PMI falls to lowest for four months
Updated: 2014-01-04 00:25
By CHEN JIA and DU JUAN in Beijing and YU RAN in Shanghai (China Daily)
Service sector figures reflect sagging momentum in economy, economists say
Business activity in the service sector fell to a four-month low in December, with most industries striving to find new growth engines amid slowed exports.
China's non-manufacturing Purchasing Managers' Index, a key measure of activity in the sector, fell to 54.6 in December from 56 in November, 56.3 in October and 55.4 in September.
The figures were announced on Friday by the National Bureau of Statistics and the China Federation of Logistics and Purchasing.
The non-manufacturing PMI also reflects sagging momentum in the economy, with a decline in credit supply in 2013, economists said.
On Wednesday, the government reported that manufacturers' activities also weakened in December, suggested by a PMI reading of 51, the lowest since August, and down from 51.4 in November.
Wu Wei, an analyst at the federation, said weak export growth in 2013 may lead to macroeconomic policy this year focusing more on tapping the potential for domestic demand.
He said the service sector will become the main force driving domestic consumer demand, and will play an important role in supporting overall growth.
Liu Yunfeng, marketing manager of Shanghai Old-Town Temple Restaurant (Group), said he is expecting a sales increase as the company looks to an influx of tourists from the end of 2013 to the Spring Festival holiday.
He hopes to attract more young people, who usually spend more than their parents.
In contrast, Chang Jian, chief economist in China at Barclays Capital, said manufacturers may become more cautious in coming months — given softening demand — in order to reduce inventory and review their opportunities.
Chang said raised interest rates across the money, bond and credit markets have led to higher costs, affecting corporate sentiment and weighing on economic growth.
He also expects the central bank to maintain its tightening bias in monetary policy stance, and says fiscal policy could remain prudent throughout 2014.
A separate manufacturing PMI from British bank HSBC, which concentrates on smaller manufacturers, also indicates a slight decline in exports, with new orders rising at a fractionally slower pace.
The HSBC PMI fell to 50.5 in December from 50.8 in November.
Qu Hongbin, chief economist in China at HSBC, said, “The moderation of December's HSBC manufacturing PMI was mainly due to slower output growth.”
He expects the current monetary and fiscal policy to remain in place to support growth.
A report from Platts, an international commodities information provider, said China's oil demand fell by 2.1 percent year-on-year in November to an average of 9.9 million barrels a day, because of weaker industrial production.

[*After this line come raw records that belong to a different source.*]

PR #6601, opened 2019-07-04
Allow only known users to login at each auth config

GaneshSPatil:
This PR addresses:

- [x] A Config Migration to move `allowOnlyKnownUsersToLogin` from `Security` tag to `AuthConfig` tag.
- [x] Remove `allowOnlyKnownUsersToLogin` field from Java SecurityConfig Entity.
- [x] Add `allowOnlyKnownUsersToLogin` field on Java SecurityAuthConfig Entity.
- [x] Use `allowOnlyKnownUsersToLogin` from SecurityAuthConfig to explicitly add a user.

### DIFF
--- a/config/config-api/src/main/java/com/thoughtworks/go/config/SecurityAuthConfig.java
+++ b/config/config-api/src/main/java/com/thoughtworks/go/config/SecurityAuthConfig.java
@@ -24,6 +24,9 @@ import java.util.Collection;
 @ConfigTag("authConfig")
 @ConfigCollection(value = ConfigurationProperty.class)
 public class SecurityAuthConfig extends PluginProfile {
+    @ConfigAttribute(value = "allowOnlyKnownUsersToLogin", optional = true)
+    protected Boolean allowOnlyKnownUsersToLogin;
+
     public SecurityAuthConfig() {
         super();
     }
--- a/config/config-api/src/main/java/com/thoughtworks/go/config/SecurityAuthConfig.java
+++ b/config/config-api/src/main/java/com/thoughtworks/go/config/SecurityAuthConfig.java
@@ -25,7 +25,7 @@ import java.util.Collection;
 @ConfigCollection(value = ConfigurationProperty.class)
 public class SecurityAuthConfig extends PluginProfile {
     @ConfigAttribute(value = "allowOnlyKnownUsersToLogin", optional = true)
-    protected Boolean allowOnlyKnownUsersToLogin;
+    protected Boolean allowOnlyKnownUsersToLogin = false;
 
     public SecurityAuthConfig() {
         super();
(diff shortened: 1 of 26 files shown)


server/src/test-integration/java/com/thoughtworks/go/config/GoConfigMigrationIntegrationTest.java
```diff
@@ -1454,6 +1454,54 @@ public void shouldMigrateEverythingAsItIs_Migration123To124() throws Exception {
...
+                "    </security>\n" +
+                "  </server>\n";
+
+        String configXml = "<?xml version=\"1.0\" encoding=\"UTF-8\"?>" +
+                        "<cruise schemaVersion=\"124\">" + originalConfig + "</cruise>";
+
+        final String migratedXml = migrateXmlString(configXml, 124, 125);
+
+        XmlAssert.assertThat(migratedXml).nodesByXPath("//security").doNotHaveAttribute("allowOnlyKnownUsersToLogin");
+        XmlAssert.assertThat(migratedXml).nodesByXPath("//authConfig").haveAttribute("allowOnlyKnownUsersToLogin", "false");
```
ketan: Since `false` is default, I'd think the attribute should not be present.

config/config-api/src/main/java/com/thoughtworks/go/config/SecurityAuthConfig.java
```diff
@@ -36,6 +39,15 @@ public SecurityAuthConfig(String id, String pluginId, Collection<ConfigurationPr
         this(id, pluginId, configProperties.toArray(new ConfigurationProperty[0]));
     }
 
+    public SecurityAuthConfig(String id, String pluginId, boolean allowOnlyKnownUsersToLogin, ConfigurationProperty... props) {
```
ketan: No constructors, please.

config/config-api/src/main/java/com/thoughtworks/go/config/SecurityAuthConfig.java
```diff
@@ -66,4 +78,12 @@ public boolean hasRole(PluginRoleConfig role) {
     private AuthorizationMetadataStore metadataStore() {
         return AuthorizationMetadataStore.instance();
     }
+
+    public Boolean getAllowOnlyKnownUsersToLogin() {
```
ketan: Use lombok:

```java
@Getter
@Setter
@EqualsAndHashCode(callSuper = true)
@Accessors(chain = true)
class Foo {
    // exclude some fields from equals/hashcode
    @EqualsAndHashCode.Exclude
    private final ConfigErrors configErrors = new ConfigErrors();
}
```

GaneshSPatil:
Closing in favor of https://github.com/gocd/gocd/pull/7178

It was the second time last year that the country's oil demand declined, following a 2.3 percent year-on-year drop in September.
Song Yenling, senior analyst at Platts, said, “The negative growth in November reflected still-subdued economic activity in China, particularly as industrial production in the country showed slower growth.”
The country's top leaders have confirmed that policy in 2014 is to stabilize growth to ensure sufficient employment opportunities, and to further rebalance the economy through full-scale reforms.
Zhu Haibin, chief economist in China at JPMorgan, said the government will have to re-emphasize consumption.
The dampening effect from the anti-corruption campaign aimed at high-end consumer spending has been played out fully and will not lead to further surprises, Zhu said.
The authorities may continue to moderate growth momentum from January to March, especially to slow fixed-asset and industrial investment and also GDP growth in 2014 to 7.4 percent from a prediction of 7.6 percent for 2013, Zhu said.
Zhang Zhiwei, chief China economist at Nomura Securities, predicts that GDP growth in the first quarter may slow to 7.5 percent.
The government's concern over taming local government debt and controlling rising property prices, as well as raised interest rates, may moderate growth expectations and bring more downside risks, Zhang said.